## What you need to do:
In which lines of the data does the string "returning" appear? Copy every one.

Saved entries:
════════════════════

PR #237, opened 2019-10-25
Return truish void from metric methods

wvanbergen:
We broke backwards compatibility with the previous client by not returning metric objects when calling StatsD metric methods anymore. However, in some cases code depends on the return value of these methods to evaluate to true, because they are used as last statement in a block, which end sup being evaluated as an expression in `if` statements. It is basically impossible to detect people depending on this return value being evaluated to true.

So rather than returning `nil`, I propose we return a useless object that evaluates to true so not introduce accidental bugs by migrating to the new version.


lib/statsd/instrument/client.rb
```diff
@@ -16,6 +16,9 @@
 #   next major release of this library. While this class may already be functional,
 #   we provide no guarantees about the API and the behavior may change.
 class StatsD::Instrument::Client
+  VOID = Object.new.freeze
```
casperisfine: Might be a bit overkill, but maybe a BasicObject subclass would give a better error message:

```ruby
>> DeprectedReturnValue = Class.new(BasicObject)
=> DeprectedReturnValue
>> VOID = DeprectedReturnValue.new
(Object doesn't support #inspect)
=> 
>> VOID.foo
Traceback (most recent call last):
        4: from /opt/rubies/2.6.5/bin/irb:23:in `<main>'
        3: from /opt/rubies/2.6.5/bin/irb:23:in `load'
        2: from /opt/rubies/2.6.5/lib/ruby/gems/2.6.0/gems/irb-1.0.0/exe/irb:11:in `<top (required)>'
        1: from (irb):3
NoMethodError (undefined method `foo' for #<DeprectedReturnValue:0x00007f82a8968a48>)
```

vs

```ruby
>> Object.new.freeze.plop
Traceback (most recent call last):
        5: from /opt/rubies/2.6.5/bin/irb:23:in `<main>'
        4: from /opt/rubies/2.6.5/bin/irb:23:in `load'
        3: from /opt/rubies/2.6.5/lib/ruby/gems/2.6.0/gems/irb-1.0.0/exe/irb:11:in `<top (required)>'
        2: from (irb):4
        1: from (irb):4:in `rescue in irb_binding'
NoMethodError (undefined method `plop' for #<Object:0x00007f82a895b028>)
```

wvanbergen: I think I will do this because why not? But I am not super worried about people actually using the return value in this way. It's really the `if` case that worries me.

════════════════════

## Answer to this exercise:
We broke backwards compatibility with the previous client by not returning metric objects when calling StatsD metric methods anymore. However, in some cases code depends on the return value of these methods to evaluate to true, because they are used as last statement in a block, which end sup being evaluated as an expression in `if` statements. It is basically impossible to detect people depending on this return value being evaluated to true.
So rather than returning `nil`, I propose we return a useless object that evaluates to true so not introduce accidental bugs by migrating to the new version.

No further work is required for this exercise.